PR #9604, opened 2022-08-26
Lms/reset activity feed on classroom archive

anathomical:
## WHAT
Reset and rebuild the ActivityFeed whenever a teacher's classroom is changed between visible and non-visible
## WHY
When a classroom is archived we don't want its events to show up in the activity feed anymore, and if a classroom was then subsequently unarchived, we want its data to appear in the activity feed again
## HOW
- Add an `after_save` hook to `Classroom` to trigger the `ActivityFeedRefillWorker` for related teachers when its `visible` value changes.
- Update the `ActivityFeedRefillWorker` so that it calls `reset!` on a given ActivityFeed even in cases where it isn't going to have any data to replace that feed with.  If a teacher archives all their classes, we expect their feed to become empty.

### Notion Card Links
https://www.notion.so/quill/Last-Year-s-Activities-showing-up-in-activity-feed-for-eacher-2c85fa52b10b44d6b11bcbf502b269ab

PR Checklist | Your Answer
------------ | -------------

### DIFF
--- a/services/QuillLMS/app/models/classroom.rb
+++ b/services/QuillLMS/app/models/classroom.rb
@@ -41,6 +41,8 @@ class Classroom < ApplicationRecord
   after_commit :hide_appropriate_classroom_units
   after_commit :trigger_analytics_for_classroom_creation, on: :create
 
+  after_save :reset_teacher_activity_feed, if: :saved_change_to_visible?
+
   has_many :classroom_units, dependent: :destroy
   has_many :units, through: :classroom_units
   has_many :unit_activities, through: :units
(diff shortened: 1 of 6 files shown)


dandrabik (approved):
Looks good to me from a code perspective, thanks for fixing this edge case and adding tests.

The only question I have is around the Product decision of whether we want to clear the feed or not. Might be worth clarifying that with Peter Sharkey, since I'm not 100% sure where that discussion landed.

happythenewsad (approved):

anathomical:
@dandrabik Per discussion on the Notion ticket here (https://www.notion.so/quill/Last-Year-s-Activities-showing-up-in-activity-feed-for-eacher-2c85fa52b10b44d6b11bcbf502b269ab), I think we're going to proceed to make this change and monitor to see if we should keep it.

PR #9605, opened 2022-08-26
lms/only-prohibit-unarchived-classroom-unit-names

anathomical:
## WHAT
Do not prohibit names from units assigned to archived classrooms
## WHY
Some teachers intend to archive their classrooms from last year and then reuse the activity pack names from then this year
## HOW
Modify the code that generates prohibited names to check whether the classroom a unit is attached to is `visible` or not, and allow users to re-use unit names if their classrooms are `visible: false`

### Notion Card Links
https://www.notion.so/quill/Teacher-Is-Prompted-to-Rename-Activity-Packs-That-Have-Not-Been-Assigned-Yet-44eefd4648544f56bdb56f9a6ee9e43c

PR Checklist | Your Answer
------------ | -------------

### DIFF
--- a/services/QuillLMS/app/controllers/teachers/units_controller.rb
+++ b/services/QuillLMS/app/controllers/teachers/units_controller.rb
@@ -27,7 +27,7 @@ class Teachers::UnitsController < ApplicationController
   end
 
   def prohibited_unit_names
-    unit_names = current_user.units.pluck(:name).map(&:downcase)
+    unit_names = current_user.units.joins(:classrooms).where(classrooms: {visible: true}).pluck(:name).map(&:downcase)
     render json: { prohibitedUnitNames: unit_names }.to_json
   end
 
--- a/services/QuillLMS/spec/controllers/teachers/units_controller_spec.rb
+++ b/services/QuillLMS/spec/controllers/teachers/units_controller_spec.rb
@@ -18,6 +18,14 @@ describe Teachers::UnitsController, type: :controller do
    )
   end
 
+  let!(:classroom_unit2) do
+    create(:classroom_unit,
+     unit: unit2,
+     classroom: classroom,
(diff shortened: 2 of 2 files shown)


brendanshean:
Are we using this classroom unit name uniqueness elsewhere or is this just something to help teachers not confuse their classes?  If so, what about:

Teacher has 
classroom_unit(id: 1, name: 'Best Class', visible: true)

archives it:
classroom_unit(id: 1, name: 'Best Class', visible: false)

then imports new classroom with same name:
classroom_unit(id: 2, name: 'Best Class', visible: true)

then un-archives original class
classroom_unit(id: 1, name: 'Best Class', visible: true)

brendanshean (approved):
I left a general question about effects elsewhere, but looks good otherwise.  Thanks for adding this.

emilia-friedberg (approved):

anathomical:
> Are we using this classroom unit name uniqueness elsewhere or is this just something to help teachers not confuse their classes? If so, what about:
> 
> Teacher has classroom_unit(id: 1, name: 'Best Class', visible: true)
> 
> archives it: classroom_unit(id: 1, name: 'Best Class', visible: false)
> 
> then imports new classroom with same name: classroom_unit(id: 2, name: 'Best Class', visible: true)
> 
> then un-archives original class classroom_unit(id: 1, name: 'Best Class', visible: true)

@brendanshean As far as I know, this is explicitly to help teachers not confuse themselves.  I don't think there's anywhere else where it matters.  (Basically we don't want teachers with two active packs with the same name because it'd explicitly be confusing on the report page.)  You are correct that this opens an edge case where someone archives a class, creates packs, and unarchives a class.  I think we should let that be possible in lieu of doing something more complicated until/unless it becomes an issue.

PR #9608, opened 2022-08-29
fix bug with admins logging into teacher accounts

emilia-friedberg:
## WHAT
Fix bug with school admins getting a "premium expired" message when they try to log into teacher accounts.

## WHY
We want admins of premium schools to be able to access those teachers' accounts.

## HOW
This code was flawed in that it was looking at the school administrator's subscription status, which could be a falsy value because we don't actually require that school admins "belong" to the school they administrate, meaning they don't actually themselves have the premium subscription. Further, it is possible to have different schools you administer have different subscriptions, meaning some could have active premium status while some don't, so it made more sense to move this check to the teacher.

We will have to run this: 

```
user_ids = SchoolsAdmins.all.map(&:user_id)
user_ids.each { |id| $redis.del("SERIALIZED_ADMIN_USERS_FOR_#{id}") }
```

when it is deployed to make sure cached data is up to date.

### Screenshots

### Notion Card Links
https://www.notion.so/quill/Admin-does-not-have-access-to-Teacher-Access-feature-c8ffef9428684e448da0eeac55abe07b

PR Checklist | Your Answer
------------ | -------------
Have you deployed to Staging? | No, but tested locally with staging data

### DIFF
--- a/services/QuillLMS/app/queries/teachers_data.rb
+++ b/services/QuillLMS/app/queries/teachers_data.rb
@@ -85,13 +85,19 @@ module TeachersData
         email: hash_value[:email],
         school: hash_value[:school]
       )
+
       user.define_singleton_method(:number_of_students) do
         hash_value[:number_of_students]
       end
+
       user.define_singleton_method(:number_of_activities_completed) do
         hash_value[:number_of_activities_completed]
       end
+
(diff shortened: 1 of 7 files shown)


anathomical (approved):

brendanshean (approved):
Thanks for fixing this.  It looks like a tricky bug to sort out.

PR #9620, opened 2022-08-30
Add backend objects for Staggered Release

brendanshean:
## WHAT
Add `ActivityPackSequence` and `ActivityPackSequenceActivityPack` models to facilitate the staggered release feature.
_ _ _ _
# How to complete this task
Make a precise copy of the records in their entirety.

# Output below
PR #9604, opened 2022-08-26
Lms/reset activity feed on classroom archive

anathomical:
## WHAT
Reset and rebuild the ActivityFeed whenever a teacher's classroom is changed between visible and non-visible
## WHY
When a classroom is archived we don't want its events to show up in the activity feed anymore, and if a classroom was then subsequently unarchived, we want its data to appear in the activity feed again
## HOW
- Add an `after_save` hook to `Classroom` to trigger the `ActivityFeedRefillWorker` for related teachers when its `visible` value changes.
- Update the `ActivityFeedRefillWorker` so that it calls `reset!` on a given ActivityFeed even in cases where it isn't going to have any data to replace that feed with.  If a teacher archives all their classes, we expect their feed to become empty.

### Notion Card Links
https://www.notion.so/quill/Last-Year-s-Activities-showing-up-in-activity-feed-for-eacher-2c85fa52b10b44d6b11bcbf502b269ab

PR Checklist | Your Answer
------------ | -------------

### DIFF
--- a/services/QuillLMS/app/models/classroom.rb
+++ b/services/QuillLMS/app/models/classroom.rb
@@ -41,6 +41,8 @@ class Classroom < ApplicationRecord
   after_commit :hide_appropriate_classroom_units
   after_commit :trigger_analytics_for_classroom_creation, on: :create
 
+  after_save :reset_teacher_activity_feed, if: :saved_change_to_visible?
+
   has_many :classroom_units, dependent: :destroy
   has_many :units, through: :classroom_units
   has_many :unit_activities, through: :units
(diff shortened: 1 of 6 files shown)


dandrabik (approved):
Looks good to me from a code perspective, thanks for fixing this edge case and adding tests.

The only question I have is around the Product decision of whether we want to clear the feed or not. Might be worth clarifying that with Peter Sharkey, since I'm not 100% sure where that discussion landed.

happythenewsad (approved):

anathomical:
@dandrabik Per discussion on the Notion ticket here (https://www.notion.so/quill/Last-Year-s-Activities-showing-up-in-activity-feed-for-eacher-2c85fa52b10b44d6b11bcbf502b269ab), I think we're going to proceed to make this change and monitor to see if we should keep it.

PR #9605, opened 2022-08-26
lms/only-prohibit-unarchived-classroom-unit-names

anathomical:
## WHAT
Do not prohibit names from units assigned to archived classrooms
## WHY
Some teachers intend to archive their classrooms from last year and then reuse the activity pack names from then this year
## HOW
Modify the code that generates prohibited names to check whether the classroom a unit is attached to is `visible` or not, and allow users to re-use unit names if their classrooms are `visible: false`

### Notion Card Links
https://www.notion.so/quill/Teacher-Is-Prompted-to-Rename-Activity-Packs-That-Have-Not-Been-Assigned-Yet-44eefd4648544f56bdb56f9a6ee9e43c

PR Checklist | Your Answer
------------ | -------------

### DIFF
--- a/services/QuillLMS/app/controllers/teachers/units_controller.rb
+++ b/services/QuillLMS/app/controllers/teachers/units_controller.rb
@@ -27,7 +27,7 @@ class Teachers::UnitsController < ApplicationController
   end
 
   def prohibited_unit_names
-    unit_names = current_user.units.pluck(:name).map(&:downcase)
+    unit_names = current_user.units.joins(:classrooms).where(classrooms: {visible: true}).pluck(:name).map(&:downcase)
     render json: { prohibitedUnitNames: unit_names }.to_json
   end
 
--- a/services/QuillLMS/spec/controllers/teachers/units_controller_spec.rb
+++ b/services/QuillLMS/spec/controllers/teachers/units_controller_spec.rb
@@ -18,6 +18,14 @@ describe Teachers::UnitsController, type: :controller do
    )
   end
 
+  let!(:classroom_unit2) do
+    create(:classroom_unit,
+     unit: unit2,
+     classroom: classroom,
(diff shortened: 2 of 2 files shown)


brendanshean:
Are we using this classroom unit name uniqueness elsewhere or is this just something to help teachers not confuse their classes?  If so, what about:

Teacher has 
classroom_unit(id: 1, name: 'Best Class', visible: true)

archives it:
classroom_unit(id: 1, name: 'Best Class', visible: false)

then imports new classroom with same name:
classroom_unit(id: 2, name: 'Best Class', visible: true)

then un-archives original class
classroom_unit(id: 1, name: 'Best Class', visible: true)

brendanshean (approved):
I left a general question about effects elsewhere, but looks good otherwise.  Thanks for adding this.

emilia-friedberg (approved):

anathomical:
> Are we using this classroom unit name uniqueness elsewhere or is this just something to help teachers not confuse their classes? If so, what about:
> 
> Teacher has classroom_unit(id: 1, name: 'Best Class', visible: true)
> 
> archives it: classroom_unit(id: 1, name: 'Best Class', visible: false)
> 
> then imports new classroom with same name: classroom_unit(id: 2, name: 'Best Class', visible: true)
> 
> then un-archives original class classroom_unit(id: 1, name: 'Best Class', visible: true)

@brendanshean As far as I know, this is explicitly to help teachers not confuse themselves.  I don't think there's anywhere else where it matters.  (Basically we don't want teachers with two active packs with the same name because it'd explicitly be confusing on the report page.)  You are correct that this opens an edge case where someone archives a class, creates packs, and unarchives a class.  I think we should let that be possible in lieu of doing something more complicated until/unless it becomes an issue.

PR #9608, opened 2022-08-29
fix bug with admins logging into teacher accounts

emilia-friedberg:
## WHAT
Fix bug with school admins getting a "premium expired" message when they try to log into teacher accounts.

## WHY
We want admins of premium schools to be able to access those teachers' accounts.

## HOW
This code was flawed in that it was looking at the school administrator's subscription status, which could be a falsy value because we don't actually require that school admins "belong" to the school they administrate, meaning they don't actually themselves have the premium subscription. Further, it is possible to have different schools you administer have different subscriptions, meaning some could have active premium status while some don't, so it made more sense to move this check to the teacher.

We will have to run this: 

```
user_ids = SchoolsAdmins.all.map(&:user_id)
user_ids.each { |id| $redis.del("SERIALIZED_ADMIN_USERS_FOR_#{id}") }
```

when it is deployed to make sure cached data is up to date.

### Screenshots

### Notion Card Links
https://www.notion.so/quill/Admin-does-not-have-access-to-Teacher-Access-feature-c8ffef9428684e448da0eeac55abe07b

PR Checklist | Your Answer
------------ | -------------
Have you deployed to Staging? | No, but tested locally with staging data

### DIFF
--- a/services/QuillLMS/app/queries/teachers_data.rb
+++ b/services/QuillLMS/app/queries/teachers_data.rb
@@ -85,13 +85,19 @@ module TeachersData
         email: hash_value[:email],
         school: hash_value[:school]
       )
+
       user.define_singleton_method(:number_of_students) do
         hash_value[:number_of_students]
       end
+
       user.define_singleton_method(:number_of_activities_completed) do
         hash_value[:number_of_activities_completed]
       end
+
(diff shortened: 1 of 7 files shown)


anathomical (approved):

brendanshean (approved):
Thanks for fixing this.  It looks like a tricky bug to sort out.

PR #9620, opened 2022-08-30
Add backend objects for Staggered Release

brendanshean:
## WHAT
Add `ActivityPackSequence` and `ActivityPackSequenceActivityPack` models to facilitate the staggered release feature.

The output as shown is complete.